The frontend also has to think about whether the web applications are being developed for some internal purpose or as a SaaS application for public consumption, he added. There may be compliance concerns around HIPAA, SOC 2 or other regulations, he added. That combined with concerns about data and security should guide developers.

“Those determine the types of standards that have to be followed, certain basic principles in terms of code scans, code coverage, and security scans [that] must be done at a certain periodicity,” he said. “Either this is a static code analysis that’s done, or it is done in every single deploy cycle.”

Good practices must be geared toward ensuring readability, he added, and there must be proper, in-line documentation. That could be as simple as developers adding comments about who is developing it, when is it being written, why is it being written, what requirements exist, and what is the purpose, he said. Comments should also indicate whether there is a deeper design document or sequence diagram of some sort reference in the project.
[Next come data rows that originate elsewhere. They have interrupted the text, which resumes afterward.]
PR #1992, opened 2017-06-28
Add management of error during the import of the first run and add progress bar

thib44:


app/mailers/support_mailers.rb
```diff
@@ -0,0 +1,14 @@
+class SupportMailers < ActionMailer::Base
+  def first_run_errors(message, time)
+    @tenant = Ekylibre::Tenant.current
+    message = message.read
+    message = message.split('; ').reject { |c| c.blank? }.last.split(', ')
+    error_time = DateTime.parse(message.first)
+    @time = time - error_time
+    @progress = message.second
+    mail(
+      to: 'support@ekylibre.com',
```
burisu: Should be configurable

app/mailers/support_mailers.rb
```diff
@@ -0,0 +1,14 @@
...
+      subject: "Erreur durant l'import du first-run"
```
burisu: No natural language in code. Use I18n.

app/mailers/support_mailers.rb
```diff
@@ -0,0 +1,14 @@
+class SupportMailers < ActionMailer::Base
```
burisu: This mailer is not a part of Ekylibre. Must be removed from here.

app/views/support_mailers/first_run_errors.html.haml
```diff
@@ -0,0 +1,12 @@
+%p
```
burisu: This files must be removed from Ekylibre

PR #2000, opened 2017-07-03
Resolved error when you create intervention show the different type of interventions. Add block in method_missing

thib44:
Added `&block` in `missing_method` in Nomen::Record so find_each can work properly again.


burisu:
Congrats for 2000th PR 👏

PR #2002, opened 2017-07-06
Fixed silent blocking error when creating multiple Fixed Assets with the same variant from a Purchase.

Aquaj:
Invoicing the parcel would fail silently if you created more than 2 assets with the same variant in the Purchase.

It created "Variant Asset" then "Variant Asset 1" then would try to create "Variant Asset 1" again for all the following assets instead of 2, 3, 4...


Aquaj:
[ekylibre:debug/fixed-asset-in-purchases](https://trello.com/c/aUPM20Vj/220-ekylibredebug-fixed-asset-in-purchases)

“The absence of this is why we have the number of cyber breaches — I cannot over-emphasize that,” he said. “It’s so easy if you have the choice of tech stack sometimes, right? If you were to go with the frontend, with just an interpreted language versus a compiled language, let’s say PHP, it’s so easy to find your way through and then start hacking a system. It doesn’t take very long, even if there’s a small vulnerability. If you were to go with a basic compiled piece of tech, the chances of somebody doing that, if it’s done well, are lowered greatly.”

In addition, developers across the organization should all follow the same standards for these practices, he added.

“Developers must understand that they’re a part of a larger ecosystem, and building a piece that works in the overall picture,” he said. “Understanding everything from the business viewpoint, and then working backward for that business outcome, which could include certain security constructs I would not program for.